Collected data entries:
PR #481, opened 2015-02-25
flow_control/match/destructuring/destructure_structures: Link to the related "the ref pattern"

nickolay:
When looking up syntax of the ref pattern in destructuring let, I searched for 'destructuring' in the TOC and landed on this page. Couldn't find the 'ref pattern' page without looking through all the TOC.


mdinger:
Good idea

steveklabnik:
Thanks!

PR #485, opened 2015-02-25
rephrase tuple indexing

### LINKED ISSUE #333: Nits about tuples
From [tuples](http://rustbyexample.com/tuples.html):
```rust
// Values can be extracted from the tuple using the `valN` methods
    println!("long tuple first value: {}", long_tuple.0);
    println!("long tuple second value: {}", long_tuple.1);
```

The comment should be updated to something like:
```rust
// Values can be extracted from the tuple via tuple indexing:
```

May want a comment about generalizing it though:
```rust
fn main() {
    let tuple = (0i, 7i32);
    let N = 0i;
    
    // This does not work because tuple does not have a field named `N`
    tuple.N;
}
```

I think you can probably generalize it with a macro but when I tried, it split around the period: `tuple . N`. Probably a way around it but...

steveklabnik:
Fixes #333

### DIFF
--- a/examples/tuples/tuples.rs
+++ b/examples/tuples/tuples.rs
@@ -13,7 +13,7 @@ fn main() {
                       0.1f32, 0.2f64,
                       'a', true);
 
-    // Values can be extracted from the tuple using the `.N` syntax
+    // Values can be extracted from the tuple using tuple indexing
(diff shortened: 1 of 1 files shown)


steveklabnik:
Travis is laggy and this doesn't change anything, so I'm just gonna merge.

==

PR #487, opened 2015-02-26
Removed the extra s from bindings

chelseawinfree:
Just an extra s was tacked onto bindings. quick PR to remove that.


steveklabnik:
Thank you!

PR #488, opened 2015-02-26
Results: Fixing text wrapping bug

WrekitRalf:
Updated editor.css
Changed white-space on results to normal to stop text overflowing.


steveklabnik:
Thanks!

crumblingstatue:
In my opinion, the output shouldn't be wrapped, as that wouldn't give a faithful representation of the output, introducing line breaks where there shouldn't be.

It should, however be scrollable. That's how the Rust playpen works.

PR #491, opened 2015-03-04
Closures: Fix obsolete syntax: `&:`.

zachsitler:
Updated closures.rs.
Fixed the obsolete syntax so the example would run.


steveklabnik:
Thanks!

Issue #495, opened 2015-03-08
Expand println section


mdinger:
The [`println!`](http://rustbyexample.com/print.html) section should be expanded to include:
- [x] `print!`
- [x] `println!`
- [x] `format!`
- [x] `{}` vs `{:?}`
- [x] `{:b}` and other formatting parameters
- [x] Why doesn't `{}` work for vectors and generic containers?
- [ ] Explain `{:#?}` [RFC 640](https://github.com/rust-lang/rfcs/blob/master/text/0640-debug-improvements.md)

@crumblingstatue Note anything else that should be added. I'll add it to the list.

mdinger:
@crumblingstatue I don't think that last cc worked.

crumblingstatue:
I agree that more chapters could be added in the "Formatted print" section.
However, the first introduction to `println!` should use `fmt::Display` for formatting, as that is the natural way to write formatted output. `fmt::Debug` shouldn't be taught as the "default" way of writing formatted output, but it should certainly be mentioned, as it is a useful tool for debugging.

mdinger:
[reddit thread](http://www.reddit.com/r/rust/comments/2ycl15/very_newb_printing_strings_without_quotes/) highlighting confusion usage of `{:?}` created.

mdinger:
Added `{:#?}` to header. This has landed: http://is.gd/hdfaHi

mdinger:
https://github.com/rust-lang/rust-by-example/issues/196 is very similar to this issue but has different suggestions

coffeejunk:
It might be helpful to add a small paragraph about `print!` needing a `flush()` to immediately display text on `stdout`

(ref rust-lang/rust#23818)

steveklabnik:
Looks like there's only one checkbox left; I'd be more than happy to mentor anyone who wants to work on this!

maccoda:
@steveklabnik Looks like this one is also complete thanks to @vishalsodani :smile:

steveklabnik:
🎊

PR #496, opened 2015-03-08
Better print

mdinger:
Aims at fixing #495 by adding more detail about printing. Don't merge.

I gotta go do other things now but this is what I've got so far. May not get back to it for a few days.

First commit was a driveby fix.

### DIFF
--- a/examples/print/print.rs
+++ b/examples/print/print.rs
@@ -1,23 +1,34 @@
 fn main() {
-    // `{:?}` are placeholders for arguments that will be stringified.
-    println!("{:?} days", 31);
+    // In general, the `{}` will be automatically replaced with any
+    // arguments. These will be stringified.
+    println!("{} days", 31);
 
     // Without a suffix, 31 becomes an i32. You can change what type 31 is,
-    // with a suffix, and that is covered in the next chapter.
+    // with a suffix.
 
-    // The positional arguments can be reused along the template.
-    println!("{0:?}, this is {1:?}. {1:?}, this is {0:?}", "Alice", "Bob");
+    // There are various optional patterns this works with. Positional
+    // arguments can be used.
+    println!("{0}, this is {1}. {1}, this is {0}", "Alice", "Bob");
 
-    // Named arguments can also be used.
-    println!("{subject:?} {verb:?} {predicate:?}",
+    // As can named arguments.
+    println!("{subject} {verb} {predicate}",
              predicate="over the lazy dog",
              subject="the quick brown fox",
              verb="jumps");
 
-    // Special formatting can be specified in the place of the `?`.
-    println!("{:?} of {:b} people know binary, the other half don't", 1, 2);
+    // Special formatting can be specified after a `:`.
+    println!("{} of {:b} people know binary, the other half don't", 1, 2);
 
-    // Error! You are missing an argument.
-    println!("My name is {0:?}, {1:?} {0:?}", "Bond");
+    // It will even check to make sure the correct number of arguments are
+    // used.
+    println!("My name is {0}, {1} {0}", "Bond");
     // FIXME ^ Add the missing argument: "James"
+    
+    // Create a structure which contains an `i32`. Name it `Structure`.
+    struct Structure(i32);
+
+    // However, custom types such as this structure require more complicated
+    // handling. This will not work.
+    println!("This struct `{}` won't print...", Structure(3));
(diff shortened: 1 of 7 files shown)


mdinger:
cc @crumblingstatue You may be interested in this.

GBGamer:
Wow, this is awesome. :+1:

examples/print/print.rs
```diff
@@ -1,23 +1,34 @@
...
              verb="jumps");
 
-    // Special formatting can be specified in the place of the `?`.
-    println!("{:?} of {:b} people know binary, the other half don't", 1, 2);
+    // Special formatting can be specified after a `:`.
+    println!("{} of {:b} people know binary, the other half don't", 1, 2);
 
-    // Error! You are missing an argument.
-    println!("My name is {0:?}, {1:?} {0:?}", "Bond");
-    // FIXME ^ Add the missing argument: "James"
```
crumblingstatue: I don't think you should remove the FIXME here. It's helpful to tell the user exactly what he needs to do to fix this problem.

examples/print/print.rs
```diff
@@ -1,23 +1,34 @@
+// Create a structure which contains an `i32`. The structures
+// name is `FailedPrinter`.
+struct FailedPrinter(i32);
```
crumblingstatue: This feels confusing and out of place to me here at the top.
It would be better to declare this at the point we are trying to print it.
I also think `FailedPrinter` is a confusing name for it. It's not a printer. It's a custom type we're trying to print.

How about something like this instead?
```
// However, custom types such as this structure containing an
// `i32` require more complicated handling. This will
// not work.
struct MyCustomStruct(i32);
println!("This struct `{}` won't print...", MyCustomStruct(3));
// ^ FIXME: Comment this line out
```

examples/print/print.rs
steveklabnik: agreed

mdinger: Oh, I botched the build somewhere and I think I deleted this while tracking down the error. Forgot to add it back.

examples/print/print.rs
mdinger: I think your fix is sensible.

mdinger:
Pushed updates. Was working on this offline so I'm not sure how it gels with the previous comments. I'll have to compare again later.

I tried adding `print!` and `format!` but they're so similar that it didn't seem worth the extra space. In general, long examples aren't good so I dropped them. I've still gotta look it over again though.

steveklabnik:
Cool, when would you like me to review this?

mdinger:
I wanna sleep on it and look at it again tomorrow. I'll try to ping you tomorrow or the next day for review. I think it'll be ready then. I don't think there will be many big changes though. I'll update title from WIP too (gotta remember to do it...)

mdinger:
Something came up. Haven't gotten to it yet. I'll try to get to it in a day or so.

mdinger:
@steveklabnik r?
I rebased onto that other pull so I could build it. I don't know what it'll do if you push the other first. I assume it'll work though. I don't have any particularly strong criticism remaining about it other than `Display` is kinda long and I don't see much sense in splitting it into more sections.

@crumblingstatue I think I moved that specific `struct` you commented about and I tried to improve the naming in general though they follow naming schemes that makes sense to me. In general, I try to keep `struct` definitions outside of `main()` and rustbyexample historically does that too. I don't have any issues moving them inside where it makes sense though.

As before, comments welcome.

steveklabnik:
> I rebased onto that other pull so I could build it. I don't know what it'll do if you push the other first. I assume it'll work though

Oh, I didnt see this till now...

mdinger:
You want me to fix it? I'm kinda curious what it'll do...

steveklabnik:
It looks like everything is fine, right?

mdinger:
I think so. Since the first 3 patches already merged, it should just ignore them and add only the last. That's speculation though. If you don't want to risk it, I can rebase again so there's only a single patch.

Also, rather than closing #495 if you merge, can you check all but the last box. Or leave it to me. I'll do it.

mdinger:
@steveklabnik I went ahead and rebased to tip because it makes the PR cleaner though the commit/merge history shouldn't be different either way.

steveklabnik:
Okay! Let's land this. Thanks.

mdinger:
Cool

▸ **PROBLEM TO WORK ON**: Repeat the entries above verbatim, but only from the line that has "It should, however" down to the line that has "section should be", inclusive.

▸ **EXERCISE OUTPUT**:
It should, however be scrollable. That's how the Rust playpen works.

PR #491, opened 2015-03-04
Closures: Fix obsolete syntax: `&:`.

zachsitler:
Updated closures.rs.
Fixed the obsolete syntax so the example would run.


steveklabnik:
Thanks!

Issue #495, opened 2015-03-08
Expand println section


mdinger:
The [`println!`](http://rustbyexample.com/print.html) section should be expanded to include:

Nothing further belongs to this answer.